# Thinking of a change



## littlejack (Jun 11, 2008)

Hi guys as the title suggests im thinkin of changing the waxes i use on my bmw. I've currently been using autoglym SRP and the Extra gloss protection and megs NXT 2.0 with what i think have been some good results. So any suggestions on what too use im looking at the dodo juice range unless thats wrong way to go. thanks:thumb:
Steve


----------



## mattjonescardiff (Dec 12, 2006)

In what order have you been using those three? 

Regardless I would definitely switch to lp followed by a pure carnauba wax.


----------



## PETER @ ECLIPSE (Apr 19, 2006)

duragloss ccp , great sealant /polish ,easy on and off and in any condition ,sun or cold , followed by your choice really what colour is your car?


----------



## littlejack (Jun 11, 2008)

mattjonescardiff said:


> In what order have you been using those three?
> 
> Regardless I would definitely switch to lp followed by a pure carnauba wax.


I've been using srp first then followed the extra gloss. But recently i stop using the EGP and started the Megs NXT 2.0..


----------



## littlejack (Jun 11, 2008)

PETER @ ECLIPSE said:


> duragloss ccp , great sealant /polish ,easy on and off and in any condition ,sun or cold , followed by your choice really what colour is your car?


Its light green bmw


----------



## PETER @ ECLIPSE (Apr 19, 2006)

ah ok nice car and colour , dodo rainforrest rub , or supernatural ,first things that springs to mind having seen the colour , as you mentioned dodo .


----------



## mattjonescardiff (Dec 12, 2006)

littlejack said:


> I've been using srp first then followed the extra gloss. But recently i stop using the EGP and started the Megs NXT 2.0..


The chemical cleaners in the nxt will remove the SRP so they don't sit well together. (NXT isn't really a 'wax', it's an all-in-one product similar to SRP).

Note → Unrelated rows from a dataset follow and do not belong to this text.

PR #36204, opened 2019-06-14
[mailgun-js] Add missing SendData typings

ZhangYiJiang:
Please fill in this template.

- [x] Provide a URL to documentation or source code which provides context for the suggested changes: Additional sending options from: https://documentation.mailgun.com/en/latest/api-sending.html#sending. I tried adding `[key: string]: string` for `v:` and `h:` keys, but TS didn't like that, so I just encoded the most common headers. Using `boolean` is valid for some of the boolean params because mailgun-js casts booleans to string first. 

### DIFF
--- a/types/mailgun-js/index.d.ts
+++ b/types/mailgun-js/index.d.ts
@@ -61,13 +61,30 @@ declare namespace Mailgun {
         interface SendData {
             from?: string;
             to: string | string[];
-            cc?: string;
-            bcc?: string;
+            cc?: string | string[];
+            bcc?: string | string[];
             subject?: string;
             text?: string;
             html?: string;
+            'amp-html'?: string;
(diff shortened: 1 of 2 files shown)


types/mailgun-js/index.d.ts
```diff
@@ -61,13 +61,30 @@ declare namespace Mailgun {
...
+            bcc?: string | string[];
             subject?: string;
             text?: string;
             html?: string;
+            'amp-html'?: string;
             attachment?: AttachmentData | ReadonlyArray<AttachmentData>;
             inline?: AttachmentData | ReadonlyArray<AttachmentData>;
+
+            // Mailgun options
+            'o:tag'?: string[];
```
epiphone: To be exact this should be `'o:tag'?: string | string[];`, no?

PR #36207, opened 2019-06-14
Add typings for npm module uid2

levibostian:
Please fill in this template.

If adding a new definition:

---

Note: The npm module these typings are created for only uses patch as version [releases](https://github.com/coreh/uid2/releases). Therefore, I had to disable the dt-header rule for tslint as it was not liking that I included the patch version in my header of the index.d.ts file.

### DIFF
--- a/types/uid2/index.d.ts
+++ b/types/uid2/index.d.ts
@@ -1,4 +1,4 @@
-// Type definitions for uid2 0.3
+// Type definitions for uid2 0.0
 // Project: https://github.com/coreh/uid2
 // Definitions by: Levi Bostian <https://github.com/levibostian>
 // Definitions: https://github.com/DefinitelyTyped/DefinitelyTyped
@@ -6,4 +6,4 @@
 declare function uid2(length: number): string;
 declare function uid2(length: number, callback: (err: Error | null, result?: string) => void): void;
 
-export default uid2;
+export = uid2;
--- a/types/uid2/index.d.ts
+++ b/types/uid2/index.d.ts
@@ -1,4 +1,4 @@
-// Type definitions for uid2 0.3.3
+// Type definitions for uid2 0.3
 // Project: https://github.com/coreh/uid2
 // Definitions by: Levi Bostian <https://github.com/levibostian>
 // Definitions: https://github.com/DefinitelyTyped/DefinitelyTyped
--- a/types/uid2/index.d.ts
+++ b/types/uid2/index.d.ts
@@ -3,6 +3,7 @@
 // Definitions by: Levi Bostian <https://github.com/levibostian>
 // Definitions: https://github.com/DefinitelyTyped/DefinitelyTyped
 
-export default function(length: number, callback?: Callback): string;
+declare function uid2(length: number): string;
+declare function uid2(length: number, callback: (err: Error | null, result?: string) => void): void;
 
-export type Callback = (err: Error | null, result?: string) => void;
+export default uid2;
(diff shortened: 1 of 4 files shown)


types/uid2/index.d.ts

I'd definitely switch to Lime Prime as your cleanser/polish/glaze, then personally on your car I would either use Victoria Concours wax or Collinite 915. The Vics is a soft wax that won't be as durable but gives a lovely wet look, the Collinite is a more durable hard wax, which is useful if you don't want to re-apply as often.


----------



## littlejack (Jun 11, 2008)

Thats what im after more of a wet look to my finish and i dont mind re-applying every two weeks or so only other is it will all be done by hand if that makes any difference


----------



## mattjonescardiff (Dec 12, 2006)

By hand is fine. I'd go for LP and then vics. If you reapply the vics regularly it will layer up and look wetter and wetter. You'll definitely see a difference. 

Only re-use lp when you want to strip the wax and start again, maybe say every six months. 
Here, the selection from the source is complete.